Listed entries START

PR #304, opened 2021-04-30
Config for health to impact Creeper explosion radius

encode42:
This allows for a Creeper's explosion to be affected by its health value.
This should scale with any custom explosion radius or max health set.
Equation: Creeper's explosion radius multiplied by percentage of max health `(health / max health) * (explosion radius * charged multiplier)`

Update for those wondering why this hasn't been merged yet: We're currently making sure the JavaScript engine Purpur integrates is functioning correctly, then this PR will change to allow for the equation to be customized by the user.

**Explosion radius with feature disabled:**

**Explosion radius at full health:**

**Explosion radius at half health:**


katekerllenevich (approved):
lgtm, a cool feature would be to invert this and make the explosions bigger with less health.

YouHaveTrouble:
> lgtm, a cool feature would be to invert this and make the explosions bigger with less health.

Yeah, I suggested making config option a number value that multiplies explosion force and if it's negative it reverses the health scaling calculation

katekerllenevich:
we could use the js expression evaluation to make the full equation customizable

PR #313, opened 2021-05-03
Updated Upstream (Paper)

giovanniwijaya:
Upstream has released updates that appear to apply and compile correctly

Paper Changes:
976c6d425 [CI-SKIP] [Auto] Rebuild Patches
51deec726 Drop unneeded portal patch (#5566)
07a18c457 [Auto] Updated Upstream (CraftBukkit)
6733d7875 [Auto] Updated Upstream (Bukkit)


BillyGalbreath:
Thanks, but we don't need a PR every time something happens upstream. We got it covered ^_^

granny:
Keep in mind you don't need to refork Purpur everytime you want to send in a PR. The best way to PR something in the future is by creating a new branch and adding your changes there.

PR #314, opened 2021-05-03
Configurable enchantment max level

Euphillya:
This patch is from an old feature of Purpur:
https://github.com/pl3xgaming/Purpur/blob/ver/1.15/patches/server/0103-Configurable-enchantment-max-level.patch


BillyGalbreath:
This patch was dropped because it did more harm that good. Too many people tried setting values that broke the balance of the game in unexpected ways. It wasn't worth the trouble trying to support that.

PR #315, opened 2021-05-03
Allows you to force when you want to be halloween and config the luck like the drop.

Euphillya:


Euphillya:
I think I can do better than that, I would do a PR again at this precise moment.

Listed entries END
Listed entries START

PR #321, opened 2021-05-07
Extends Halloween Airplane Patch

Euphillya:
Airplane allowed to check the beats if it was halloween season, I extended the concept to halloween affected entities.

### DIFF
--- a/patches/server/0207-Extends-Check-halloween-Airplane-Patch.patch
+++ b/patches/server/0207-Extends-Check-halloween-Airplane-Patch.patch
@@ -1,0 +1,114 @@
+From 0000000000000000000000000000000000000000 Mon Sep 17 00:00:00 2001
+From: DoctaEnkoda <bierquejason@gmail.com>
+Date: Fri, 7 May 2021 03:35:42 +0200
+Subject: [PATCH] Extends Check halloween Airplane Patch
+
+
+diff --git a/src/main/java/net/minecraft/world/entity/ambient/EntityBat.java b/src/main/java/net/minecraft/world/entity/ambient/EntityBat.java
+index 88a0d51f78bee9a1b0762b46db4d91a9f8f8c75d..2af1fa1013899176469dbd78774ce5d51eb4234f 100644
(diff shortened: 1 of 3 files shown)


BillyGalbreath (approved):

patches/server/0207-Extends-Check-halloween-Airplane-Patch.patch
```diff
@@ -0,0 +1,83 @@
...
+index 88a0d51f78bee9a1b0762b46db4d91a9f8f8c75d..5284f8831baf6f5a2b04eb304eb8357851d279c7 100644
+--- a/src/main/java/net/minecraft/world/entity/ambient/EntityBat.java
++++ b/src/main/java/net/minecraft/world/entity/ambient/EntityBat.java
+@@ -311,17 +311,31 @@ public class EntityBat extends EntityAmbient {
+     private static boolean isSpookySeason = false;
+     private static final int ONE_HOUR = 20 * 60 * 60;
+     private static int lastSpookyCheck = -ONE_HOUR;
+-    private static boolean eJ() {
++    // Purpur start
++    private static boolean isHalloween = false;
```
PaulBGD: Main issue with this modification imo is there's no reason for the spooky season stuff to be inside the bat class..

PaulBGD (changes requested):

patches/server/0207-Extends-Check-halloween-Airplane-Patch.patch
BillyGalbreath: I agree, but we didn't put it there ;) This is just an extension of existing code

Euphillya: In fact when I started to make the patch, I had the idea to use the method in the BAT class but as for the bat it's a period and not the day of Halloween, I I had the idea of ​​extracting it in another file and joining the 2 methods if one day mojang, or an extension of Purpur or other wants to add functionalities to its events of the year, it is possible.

Listed entries END

= Instructions for the task =
Please copy, exactly as written, every line in the listing above from the line with "Airplane allowed to" up to and including the line with "BillyGalbreath: I agree, but".

= Output of the task =
Airplane allowed to check the beats if it was halloween season, I extended the concept to halloween affected entities.

### DIFF
--- a/patches/server/0207-Extends-Check-halloween-Airplane-Patch.patch
+++ b/patches/server/0207-Extends-Check-halloween-Airplane-Patch.patch
@@ -1,0 +1,114 @@
+From 0000000000000000000000000000000000000000 Mon Sep 17 00:00:00 2001
+From: DoctaEnkoda <bierquejason@gmail.com>
+Date: Fri, 7 May 2021 03:35:42 +0200
+Subject: [PATCH] Extends Check halloween Airplane Patch
+
+
+diff --git a/src/main/java/net/minecraft/world/entity/ambient/EntityBat.java b/src/main/java/net/minecraft/world/entity/ambient/EntityBat.java
+index 88a0d51f78bee9a1b0762b46db4d91a9f8f8c75d..2af1fa1013899176469dbd78774ce5d51eb4234f 100644
(diff shortened: 1 of 3 files shown)


BillyGalbreath (approved):

patches/server/0207-Extends-Check-halloween-Airplane-Patch.patch
```diff
@@ -0,0 +1,83 @@
...
+index 88a0d51f78bee9a1b0762b46db4d91a9f8f8c75d..5284f8831baf6f5a2b04eb304eb8357851d279c7 100644
+--- a/src/main/java/net/minecraft/world/entity/ambient/EntityBat.java
++++ b/src/main/java/net/minecraft/world/entity/ambient/EntityBat.java
+@@ -311,17 +311,31 @@ public class EntityBat extends EntityAmbient {
+     private static boolean isSpookySeason = false;
+     private static final int ONE_HOUR = 20 * 60 * 60;
+     private static int lastSpookyCheck = -ONE_HOUR;
+-    private static boolean eJ() {
++    // Purpur start
++    private static boolean isHalloween = false;
```
PaulBGD: Main issue with this modification imo is there's no reason for the spooky season stuff to be inside the bat class..

PaulBGD (changes requested):

patches/server/0207-Extends-Check-halloween-Airplane-Patch.patch
BillyGalbreath: I agree, but we didn't put it there ;) This is just an extension of existing code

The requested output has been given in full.